WORK TO BE COMPLETED: Leave out the lines before the one with "Overlayed languages structure"; output that line and all remaining lines of the records exactly.

[Records from a data collection]
----------------------------------------

PR #2788, opened 2022-02-17
Defect/localize generic lists/configuarble option

SachinMali:
The recent Localization support for MCP based 'FormField' does not give the ability to consumers of ACS Commons to decide whether they want to enable it and secondly, the generated dialogs display ALL the language-based (from /libs/wcm/core/resources/languages) localized fields thus suboptimal authoring experience, for e.g. authorability of Generic List is hampered. And in case of Generic List having > 8 items throws error w/ NPE or Too Many Calls.

This fix will help to suppress the Localization behavior of MCP-based FormFields at the global level. And if someone is interested in localized fields, they can overlay the desired languages from /libs/wcm/core/resources/languages..


SachinMali:
To clarify how this will work
By default localization of MCP-based dialogs is disabled, so Generic List authoring will be normal like before.
Screen Shot 2022-02-23 at 10 59 20 AM

And whoever is interested in Localized MCP-based dialogs they can enable at Global Level via OSGi config
Screen Shot 2022-02-23 at 11 05 15 AM

Overlayed languages structure
Screen Shot 2022-02-23 at 11 06 11 AM

Then Localized Generic List authoring will look like

Screen Shot 2022-02-23 at 11 00 00 AM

----------------------------------------

RESULT BELOW:
Overlayed languages structure
Screen Shot 2022-02-23 at 11 06 11 AM

Then Localized Generic List authoring will look like

Screen Shot 2022-02-23 at 11 00 00 AM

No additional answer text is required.